1. Define investment. Discuss the overall purposes people have for investing.
4. Discuss why you would expect the saving-borrowing pattern to differ by
occupation (for example, for a doctor versus a plumber)
5. Explain why you would change your nominal required rate of return if you
expected the rate of inflation to go from 0 percent (no inflation) to 7 percent.
Give an example of what would happen if you did not change your required
rate of return under these conditions.
6. What is meant by the phrase, “time value of money”?
7. Explain the three components of an asset’s required rate of return.
8. If an economy’s real rate of return is 3 percent, expected inflation is 3 percent,
and the risk premium on a certain asset is 3 percent, should an investor’s
required rate of return be 9 percent? Why or why not?
9. Explain what will happen if a risky asset has an expected return o f 7 percent
while a safe asset has a expected return of 8 percent.
10. Explain why the phrase “risk drives expected returns” is true.
11. How does operational efficiency in a market differ from informational
efficiency?

Problems

1. What would be required rate of return on an investment in an economy with a


3 percent real rate of return, expected inflation of 4 percent, and a risk
premium of 4 percent?
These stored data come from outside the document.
PR #43, opened 2021-01-27
Bugfix/aanwezigen filter

nvdk:
addresses https://binnenland.atlassian.net/browse/GN-2046 . 
It seems we already had the correct data to filter in our store and that was even used in the old "aanwezigen" plugin, but I guess somehow got lost during conversion to a regular ember component. 

This code assumes we have a <http://mu.semte.ch/vocabularies/ext/hasDefaultType> relationship on the "bestuursorgaan-classification-code" to specify which "bestuursfunctie-rol-code" should be used to filter for the "aanwezigen" relationship.

NOTE: The code needs to run against the latest development branch of app-gelinkt-notuleren as it relies on some inverse relationships that were added

### DIFF
--- a/app/components/meeting-form.js
+++ b/app/components/meeting-form.js
@@ -69,9 +69,7 @@ export default class MeetingForm extends Component {
       page: { size: 100 } //arbitrary number, later we will make sure there is previous last. (also like this in the plugin)
     };
     const mandatees = yield this.store.query('mandataris', queryParams);
-    this.aanwezigenBijStart = Array.from(
-      mandatees.filter( (mandatee) => this.isValidMandateeForMeeting(mandatee) )
-    );
+    this.aanwezigenBijStart = mandatees;
   }
 
   @task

What would you expect $1,000 invested at this rate to
grow to after ten years? After twenty years?
2. Compute the required rate of return under the following scenarios:
a. Real rate = 4%, expected inflation = 6%, risk premium = 2%
b. Real rate = 3%, price level expected to rise 8%, risk premium = 3%
c. Real rate = 4%, price index expected to change from 145 to 151, risk
premium = 5%
3. The return on a tax-deferred account averages 8 percent over twenty years.
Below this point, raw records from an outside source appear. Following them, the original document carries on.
PR #46, opened 2021-01-28
Feature/default participants on agenda

nvdk:
GN-1959
start out without any participants on treatments and have the modal preset with
the participants of the meeting. This allows us to present the latest state of
the participants of the meeting and a user only has to click save to persist
this state.

Key differences:

OLD: treatments could have a different set on participants if the participants
of the meeting where changed between creating two agendapoints.

NEW: the user will have to fill in participants for every treatment
NEW: the user is presented with the participants of the meeting when setting the
participants of a treatment for the first time


app/components/participation-list.js
```diff
@@ -9,9 +9,17 @@ import { isEmpty } from '@ember/utils';
...
   @tracked info;
+  @tracked chairman;
+  @tracked secretary;
 
   @service store;
 
+  constructor() {
+    super(...arguments);
+    this.chairman = this.args.chairman ? this.args.chairman : this.args.defaultChairman;
+    this.secretary = this.args.secretary ? this.args.secretary : this.args.defaultSecretary;
```
lagartoverde, line 20: I like the translation of the terms, thank you, it makes it easier to read 👍

lagartoverde (approved):
Seems perfect to me

PR #47, opened 2021-01-29
make sure we properly remove all new items on cancel

nvdk:


lagartoverde (approved):
Not much to say, good job :)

The initial investment is $10,000. Compare the investor’s after-tax value of
his portfolio if (a) he removes the savings all at once after the twenty years
and his tax bracket at the time is 25 percent; against (b) the value after twenty
years of an equivalent portfolio that earns 8 percent pre-tax in a taxable
account; the assumed tax rate on all annual investment returns is 25 percent.
4. Use the situation in Problem 3, only now assume in part (b) that tax-efficient
investing allows the investor to earn 7 percent after-tax. How does the
portfolio value compare with the after-tax value of the portfolio in part (a)?